▶ _YOUR INSTRUCTIONS_: Reproduce the listing that follows so that each line matches the original exactly.
DATA TO PROCESS: Begin
Issue #1181, opened 2015-06-19
Verify 'failing' tests fail in the correct way


paf31:
We should use the `ErrorMessage` type to make sure that each failing test is generating the correct general category of error.

puffnfresh:
This was something I was worried about while making my optimisation changes :+1:

mjgpy3:
Maybe it would be useful to include descriptions of the example failure message. I've started running through them and am having difficulty understanding if a given failure is as originally intended, or due to some new change.

mjgpy3:
Or maybe rename the files to be more descriptive, e.g. `DuplicateDeclarationsInLet.purs`

LiamGoodacre:
As part of `tests/Main.hs` would we explicitly write out the test cases loading specific examples and checking the outcome?

Could probably do it incrementally too - where we track tested cases and those that are missed are still checked for compilation failure as they are now?

---

Could I try to do this once we've decided what to do?  As my first contribution to the project :smile:

paf31:
One approach might be to modify the tests temporarily to print out the filename and failure code, then turn that into the mapping we need by hand.

As for where the mapping goes, it could live in code, or just in a text file inside the examples/failing directory.

PR #1323, opened 2015-08-02
Check the right kind of error is thrown in tests

hdgarrood:
Add a basic mechanism for declaring what kind of errors a test should
throw, and add a few of these declarations to failing examples.

If you think this looks good I'll go ahead and add these declarations to all of the failing examples.

Refs (possibly fixes?) #1181


paf31:
Looks fantastic, thank you! Once we have all tests marked up, perhaps it makes sense to use the lack of an annotation to mean "should pass"?

michaelficarra:
@hdgarrood Can you show some examples of multiple errors or compilation errors?

hdgarrood:
> Once we have all tests marked up, perhaps it makes sense to use the lack of an annotation to mean "should pass"?

I'm not sure, we do already have a way of indicating this based on what directory the file is in; that is, `passing` vs `failing`. I do think it would be a good idea to make sure that every failing test does fail with a specific error though; perhaps a good way to achieve this would be to require that every test inside the `failing` directory has at least one shouldFailWith declaration?

> Can you show some examples of multiple errors or compilation errors?

I've put 3 examples in already, I'm going to start going through and adding more now. Come to think of it I'm not sure if there are any that should produce more than 1 error, we'll see in a moment.

examples/failing/MultipleErrors.purs
```diff
@@ -1,11 +1,13 @@
+-- @shouldFailWith ExprDoesNotHaveType
```
hdgarrood: @michaelficarra Here's an example with a test raising multiple errors.

hdgarrood:
Quite a few of these no longer testing what they are supposed to test since 0.7! I think this is all good now, though.

hdgarrood:
Also, some next steps from here:
* add tests for suggestions (I think we should have a real data type for suggestions too, not just strings).
* add tests for warnings
* work out how to run all the tests in the manual directory automatically. Perhaps this mechanism is enough, but we can presumably also embed specific examples inside the Haskell source if we need a more elaborate check.

paf31:
Brilliant! I've wanted this for so long and never got round to implementing it. Thanks!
DATA TO PROCESS: End
▶ _SOLVED EXERCISE_:
Issue #1181, opened 2015-06-19
Verify 'failing' tests fail in the correct way


paf31:
We should use the `ErrorMessage` type to make sure that each failing test is generating the correct general category of error.

puffnfresh:
This was something I was worried about while making my optimisation changes :+1:

mjgpy3:
Maybe it would be useful to include descriptions of the example failure message. I've started running through them and am having difficulty understanding if a given failure is as originally intended, or due to some new change.

mjgpy3:
Or maybe rename the files to be more descriptive, e.g. `DuplicateDeclarationsInLet.purs`

LiamGoodacre:
As part of `tests/Main.hs` would we explicitly write out the test cases loading specific examples and checking the outcome?

Could probably do it incrementally too - where we track tested cases and those that are missed are still checked for compilation failure as they are now?

---

Could I try to do this once we've decided what to do?  As my first contribution to the project :smile:

paf31:
One approach might be to modify the tests temporarily to print out the filename and failure code, then turn that into the mapping we need by hand.

As for where the mapping goes, it could live in code, or just in a text file inside the examples/failing directory.

PR #1323, opened 2015-08-02
Check the right kind of error is thrown in tests

hdgarrood:
Add a basic mechanism for declaring what kind of errors a test should
throw, and add a few of these declarations to failing examples.

If you think this looks good I'll go ahead and add these declarations to all of the failing examples.

Refs (possibly fixes?) #1181


paf31:
Looks fantastic, thank you! Once we have all tests marked up, perhaps it makes sense to use the lack of an annotation to mean "should pass"?

michaelficarra:
@hdgarrood Can you show some examples of multiple errors or compilation errors?

hdgarrood:
> Once we have all tests marked up, perhaps it makes sense to use the lack of an annotation to mean "should pass"?

I'm not sure, we do already have a way of indicating this based on what directory the file is in; that is, `passing` vs `failing`. I do think it would be a good idea to make sure that every failing test does fail with a specific error though; perhaps a good way to achieve this would be to require that every test inside the `failing` directory has at least one shouldFailWith declaration?

> Can you show some examples of multiple errors or compilation errors?

I've put 3 examples in already, I'm going to start going through and adding more now. Come to think of it I'm not sure if there are any that should produce more than 1 error, we'll see in a moment.

examples/failing/MultipleErrors.purs
```diff
@@ -1,11 +1,13 @@
+-- @shouldFailWith ExprDoesNotHaveType
```
hdgarrood: @michaelficarra Here's an example with a test raising multiple errors.

hdgarrood:
Quite a few of these no longer testing what they are supposed to test since 0.7! I think this is all good now, though.

hdgarrood:
Also, some next steps from here:
* add tests for suggestions (I think we should have a real data type for suggestions too, not just strings).
* add tests for warnings
* work out how to run all the tests in the manual directory automatically. Perhaps this mechanism is enough, but we can presumably also embed specific examples inside the Haskell source if we need a more elaborate check.

paf31:
Brilliant! I've wanted this for so long and never got round to implementing it. Thanks!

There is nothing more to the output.